# Satellite decoding card?



## JrRacinFan (Aug 28, 2012)

Is there anything special that I would need?

I was contemplating this:
DIAMOND ATI TV Wonder HD 650 Combo TVW650PCIE PCI-...
Out of Spartan805's thread.

Thoughts and advice needed. I would like to add this into my own personal rig. There is a specific spot where I have my rig setup right next to an older style CRT tube TV which, if could be eliminated, would free up quite a bit of needed room and look tidier with the ability of being able to still bring in channels.


----------



## CJCerny (Aug 28, 2012)

There aren't any PC tuners that will work with either Directv or Dish Network. You can tune over the air broadcasts and analog cable, as well as digital cable if you purchase a cable card subscription. Those are your only choices.


----------



## Batou1986 (Aug 28, 2012)

Your best bet is to get something to convert the sat box's output to something you can hook to your monitor and speakers.

There's no easy way to watch anything except over the air broadcasts on pc anymore.


----------



## JrRacinFan (Aug 28, 2012)

CJCerny said:


> There aren't any PC tuners that will work with either Directv or Dish Network. You can tune over the air broadcasts and analog cable, as well as digital cable if you purchase a cable card subscription. Those are your only choices.





Batou1986 said:


> Your best bet is to get something to convert the sat box's output to something you can hook to your monitor and speakers.
> 
> There's no easy way to watch anything except over the air broadcasts on pc anymore.



No way to do the box output to the card's input? Hmmmm RF coax adapter?


----------



## sneekypeet (Aug 28, 2012)

It seems the converter should push a signal through a tuner card. Only issue I see is that the tuner needs to be left on say channel 3 or 4 and you have to change channels with the converter box.


----------



## CJCerny (Aug 28, 2012)

You can record the analog or RF output of the converter box, yes, but you would have to use the remote of the converter box to change channels, which pretty much makes it pointless, unless you are doing like a one off recording for Youtube or something. As far as changing channels or recording stuff by name in Media Center, you are totally out of luck with satellite. Satellite is a closed system.


----------



## CJCerny (Aug 28, 2012)

Batou1986 said:


> Your best bet is to get something to convert the sat box's output to something you can hook to your monitor and speakers.
> 
> There's no easy way to watch anything except over the air broadcasts on pc anymore.

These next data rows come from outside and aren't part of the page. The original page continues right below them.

Issue #517, opened 2014-10-28
rospy: console output formatting using ROSCONSOLE_FORMAT


mjyc:
ROS C++ has [a feature](http://wiki.ros.org/rosconsole#Console_Output_Formatting) that controls output formatting using ROSCONSOLE_FORMAT environment variable. However, it seems like this feature is not in rospy and [this issue](https://github.com/osrf/capabilities/issues/24) shows possible update on rospy to provide the feature.

Is this feature still being considered to be implemented in rospy?
If not, I'm interested in implementing this feature myself & make PR, however, rospy seems quite complex and not sure where to implement this functionality. Any guidelines & suggestion to implement this would be very helpful.

dirk-thomas:
It is not planned to add this feature to rospy (hence there is no open ticket for yet). Please feel free to look into it but consider that any patch which requires changing API / default behavior will likely only be applied for future ROS versions.

`rospy` uses the Python `logging` package to handle most of the logging logic. You can find the entry points for logging in the `rospy.core` module: https://github.com/ros/ros_comm/blob/fab4840ef79f5334bcd043e057a1909183842159/clients/rospy/src/rospy/core.py#L119

I will mark this ticket with the milestone `untargeted` since the maintainers are not likely not spend any time on this feature.

wjwwood:
Reference: https://github.com/osrf/capabilities/issues/24

dirk-thomas:
The corresponding PR has been merged and released. Thanks!

PR #519, opened 2014-10-31
rosconsole format for rospy

mjyc:
quick & dirty solution for issue:
https://github.com/ros/ros_comm/issues/517

Since in python it uses [logging module](https://docs.python.org/2/library/logging.html) and in C++ it uses [log4cxx](http://logging.apache.org/log4cxx/index.html), I could not find 1 to 1 translation for some outputs. For example, `${thread}` and `${logger}` does not match well with that of C++.

Also I was not sure if this file was a good place to write this functionality. @dirk-thomas recommended to check out [this file](https://github.com/ros/ros_comm/blob/fab4840ef79f5334bcd043e057a1909183842159/clients/rospy/src/rospy/core.py#L119) but this file was easier to make change. Let me know if you have suggestions,

### DIFF
--- a/tools/rosgraph/src/rosgraph/roslogging.py
+++ b/tools/rosgraph/src/rosgraph/roslogging.py
@@ -60,7 +60,7 @@ def configure_logging(logname, level=logging.INFO, filename=None, env=None):
 
     logname = logname or 'unknown'
     log_dir = rospkg.get_log_dir(env=env)
-
+    
     # if filename is not explicitly provided, generate one using logname
     if not filename:
         log_filename = os.path.join(log_dir, '%s-%s.log'%(logname, os.getpid()))
@@ -99,7 +99,7 @@ def configure_logging(logname, level=logging.INFO, filename=None, env=None):
         sys.stderr.write("WARNING: cannot load logging configuration file, logging is disabled\n")
         logging.getLogger(logname).setLevel(logging.CRITICAL)
         return log_filename
-
+    
     # pass in log_filename as argument to pylogging.conf
     os.environ['ROS_LOG_FILENAME'] = log_filename
     # #3625: disabling_existing_loggers=False
@@ -112,7 +112,7 @@ def makedirs_with_parent_perms(p):
     (existing) parent directory. This is useful for logging, where a
     root process sometimes has to log in the user's space.
     :param p: directory to create, ``str``
-    """
+    """    
     p = os.path.abspath(p)
     parent = os.path.dirname(p)
     # recurse upwards, checking to make sure we haven't reached the
@@ -127,7 +127,7 @@ def makedirs_with_parent_perms(p):
         if s.st_uid != s2.st_uid or s.st_gid != s2.st_gid:
             os.chown(p, s.st_uid, s.st_gid)
         if s.st_mode != s2.st_mode:
-            os.chmod(p, s.st_mode)
+            os.chmod(p, s.st_mode)    
 
 _logging_to_rospy_names = {
     'DEBUG': ('DEBUG', '\033[32m'),
@@ -162,11 +162,8 @@ class RosStreamHandler(logging.Handler):
             msg = msg.replace('${file}', str(record.pathname))
             msg = msg.replace('${line}', str(record.lineno))
             msg = msg.replace('${function}', str(record.funcName))
-            try:
-                from rospy import get_name
-                msg = msg.replace('${node}', get_name())
-            except ImportError:
-                msg = msg.replace('${node}', 'unavailable')
+            from rospy import get_name
+            msg = msg.replace('${node}', get_name())
             if self._get_time is not None and not self._is_wallclock():
                 msg += ' [%f]' % self._get_time()
             msg += '\n'
--- a/tools/rosgraph/src/rosgraph/roslogging.py
+++ b/tools/rosgraph/src/rosgraph/roslogging.py
@@ -60,7 +60,7 @@ def configure_logging(logname, level=logging.INFO, filename=None, env=None):
 
     logname = logname or 'unknown'
     log_dir = rospkg.get_log_dir(env=env)
-    
+
     # if filename is not explicitly provided, generate one using logname
     if not filename:
         log_filename = os.path.join(log_dir, '%s-%s.log'%(logname, os.getpid()))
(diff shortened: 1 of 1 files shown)


tools/rosgraph/src/rosgraph/roslogging.py
```diff
@@ -152,11 +152,26 @@ def __init__(self, colorize=True):
...
+            msg = os.environ['ROSCONSOLE_FORMAT']
+            msg = msg.replace('${severity}', level)
+            msg = msg.replace('${message}', str(record.getMessage()))
+            msg = msg.replace('${time}', str(time.time()))
+            msg = msg.replace('${thread}', str(record.thread))
+            msg = msg.replace('${logger}', str(record.name))
+            msg = msg.replace('${file}', str(record.pathname))
+            msg = msg.replace('${line}', str(record.lineno))
+            msg = msg.replace('${function}', str(record.funcName))
+            from rospy import get_name
```
dirk-thomas: This is not possible. You can't import `rospy` here - `ros_graph` does _not_ depend on `rospy`. It can also not add that dependency since `rospy` actually depends on `rosgraph`.

mjyc: What if I wrap the code using rospy with try & catch block? Similar to the [line 145-151 of this file](https://github.com/ros/ros_comm/blob/indigo-devel/tools/rosgraph/src/rosgraph/roslogging.py#L145-L151)? Is there some special problem with using `get_name` function of rospy? I tried to modify [core.py](https://github.com/ros/ros_comm/blob/indigo-devel/clients/rospy/src/rospy/core.py) file, for example somehow try to overwrite this `emit` function from `core.py`.. would that be right direction? any other suggestions?

tools/rosgraph/src/rosgraph/roslogging.py
```diff
@@ -152,11 +152,29 @@ def __init__(self, colorize=True):
...
+            msg = msg.replace('${file}', str(record.pathname))
+            msg = msg.replace('${line}', str(record.lineno))
+            msg = msg.replace('${function}', str(record.funcName))
+            try:
+                from rospy import get_name
+                msg = msg.replace('${node}', get_name())
+            except ImportError:
+                msg = msg.replace('${node}', 'unavailable')
+            if self._get_time is not None and not self._is_wallclock():
+                msg += ' [%f]' % self._get_time()
```
dirk-thomas: I find it rather unintuitive to append the time at the end of the string. Would an additional replacement of something like `walltime` make more sense?

tools/rosgraph/src/rosgraph/roslogging.py
```diff
@@ -152,11 +152,29 @@ def __init__(self, colorize=True):
...
+            msg = msg.replace('${thread}', str(record.thread))
+            msg = msg.replace('${logger}', str(record.name))
+            msg = msg.replace('${file}', str(record.pathname))
+            msg = msg.replace('${line}', str(record.lineno))
+            msg = msg.replace('${function}', str(record.funcName))
+            try:
+                from rospy import get_name
+                msg = msg.replace('${node}', get_name())
+            except ImportError:
+                msg = msg.replace('${node}', 'unavailable')
```
dirk-thomas: Please reduce the redundant code part and only do the minimal stuff inside the try block:

```
try:
    from rospy import get_name
    node_name = get_name()
except ImportError:
    node_name = '<unknown_node_name>'
msg = msg.replace('${node}', node_name)
```

tools/rosgraph/src/rosgraph/roslogging.py
mjyc: @dirk-thomas  I agree with you on the time at the end of the string. I kept that to be consistent with [the original `msg` string generated by `emit` function](https://github.com/ros/ros_comm/blob/indigo-devel/tools/rosgraph/src/rosgraph/roslogging.py#L153-L158).

Do we need to see both [time.time()](https://github.com/ros/ros_comm/blob/indigo-devel/tools/rosgraph/src/rosgraph/roslogging.py#L153-L158) and [self._get_time()](https://github.com/ros/ros_comm/blob/indigo-devel/tools/rosgraph/src/rosgraph/roslogging.py#L157) If not, how about this emit function?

This isn't quite accurate. You can easily record the QAM (local HDTV channels that Congress mandates that cable providers have to carry on analog cable) and analog cable channels with the proper tuner card with Media Center. You can also record all the digital channels if you have a cable card and cable card based tuner. Over the air is also easy to record. The only thing you can't use with Media Center is what the OP has--satellite.


----------



## FordGT90Concept (Aug 28, 2012)

I have...
Dish Network VIP722k -> coax -> home distributor -> my computer's TV Tuner (Asus ATSC/NTSC tuner)
|
\/
HDMI
|
\/
primary TV

If your satelite receiver has no analog out, I'm afraid you have no options without paying for another receiver due to HDCP.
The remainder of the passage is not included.